Надо познакомиться с "Психологией сна" Фрейда и с работами Анри Бергсона…

(От автора. Не забудем: создателю "Дневника", этому книгочею и домашнему философу, лишь через три месяца после написания первой строки в тетрадке с клеенчатым серым переплетом исполнится двадцать лет. Его племянник Юрий, в том же возрасте, но почти тридцать лет спустя, изучал ненужные ему технические и идеологические предметы, к которым не имел ни способностей, ни предрасположения; каждую субботу и воскресенье выпивал за обедом в кафетерии на 25-й Линии Васильевского острова города Ленинграда по полтора-два граненых стакана водки и шел в клуб на танцы, где прижимал к себе малознакомых девушек, дыша в них водочным перегаром и, когда музыка прерывалась, обсуждал со своими однокашниками по учебному заведению самые насущные вопросы современности: где, с кем, кого и как?.. Впрочем, и тогда он много читал, точнее - глотал, отнюдь не задумываясь над прочитанным и являя тем самым полную противоположность своему дяде… А стихов уже не писал, рассказов и пьес - тоже; музыкой или живописью не интересовался; зато часто ходил в рестораны, в кино, в цирк, иногда - в театр; сожительствовал с кассиршей магазина "Тэже" на Невском, старше его лет на пятнадцать, ухаживал за библиотекаршей, с сыном которой был почти ровесником… И мучился. Тоже мучился. В общем-то, наверное, теми же чувствами, о которых писал его дядя в своем дневнике: "…принадлежу к людям, жизнь и среда которых им не вполне соответствует…" Но в отличие от двадцатилетнего В.Ещина, двадцатилетний Ю.Хазанов не рефлексировал, не размышлял, не пытался познать себя. Не оттого, что полагал: он и так достаточно хорош, и нечего тут раздумывать и рассусоливать - нет, от самолюбования он был почти так же далек, как от тех политических и технических идей, что вбивали ему в голову на занятиях и помимо них. Просто не умел, не научился заниматься самопознанием, и дело тут не столько в условиях жизни, которые это не так стимулировали, как запрещали, сколько, видимо, в самих свойствах характера.
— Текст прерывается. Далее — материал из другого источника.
PR #478, opened 2018-01-13
fix #476 

### LINKED ISSUE #476: dt-right class is added to numeric column headers
I am fairly certain this problem was recently introduced. It just recently appeared in a complex application of mine, but I have figured out what it boils down to.

MRE:

```r
datatable(head(iris), 
options = list(columnDefs = list(list(
targets = 0, 
className = "dt-center"))), 
rownames = FALSE)
```
It's hard to notice on smaller screen, but header for first column has dt-right class so dt-center isn't fully respected. Here is an image:

dt-bug

I haven't paid enough attention to recent changes to know why this is happening. Would greatly appreciate if column title respected className option. 

Kind Regards

shrektan:
Setting numeric columns alignment to `dt-right` should respect users' option.

This issue arises from the updating version of `DataTable` https://github.com/rstudio/DT/commit/9235453ef3825525eb4dd861ce4e4de620bad633

It seems like in the old version, `DataTable` only uses the first `className` for multiple defined columns. While in the new version, it will attach multiple `className` to the same column in order and causes the issue.

closes #476

### DIFF
--- a/R/datatables.R
+++ b/R/datatables.R
@@ -125,9 +125,15 @@ datatable = function(
   }
 
   # align numeric columns to the right
-  if (length(numc)) options = appendColumnDefs(
-    options, list(className = 'dt-right', targets = numc - 1)
-  )
+  if (length(numc)) {
+    # if the `className` of the column has already been defined by the user,
+    # we should not touch it.
+    defined_cols <- classNameDefinedColumns(options)
+    undefined_numc <- (numc - 1)[!(numc - 1) %in% defined_cols]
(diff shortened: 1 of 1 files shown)


shrektan:
```r
datatable(
  head(iris),
  options = 
    list(columnDefs = list(
      list(targets = 0, className = "dt-center"),
      list(targets = 1, className = "dt-left"),
      list(targets = 2, className = "dt-right")
    )),
  rownames = FALSE
)
```

# output before



# output now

Молодого Ещина, скажут одни, можно заподозрить в дилетантизме. Еще бы: и литературой увлекался, и живописью, и музыкой, даже философией. Сколько имен мелькает в его дневниковых записях! Откуда только время бралось столько прочитать - романов, очерков, стихов, трактатов, исследований?! А если и хватало на чтение, то как это все усвоить, воспринять, разложить по мозговым полочкам? Немыслимо!..

К тому же, добавят другие, стихи этого человека подражательны, вторичны. Он все время следует за символистами - русскими, бельгийскими…

Да, отвечу я - он дилетант. А дилетантство - это и хорошо, и плохо. Хорошо - потому что расширяет горизонт, хотя и не дает возможности увидеть, что там - за окоемом. Плохо - потому что разбрасывает, распыляет усилия. Но если положить на чашу весов хорошее и плохое, она сильно склонится в сторону первого. И уж, во всяком случае, дилетантство куда лучше горделивого невежества или хвастливого всезнайства; а возможно, и зашоренного увлечения чем-то одним, единственным.

Что касается стихов и склонности к символизму - тоже соглашусь. Но, ей-Богу, Блок, Бальмонт, Роденбах, Верхарн, Сологуб, Северянин - не самая плохая компания.)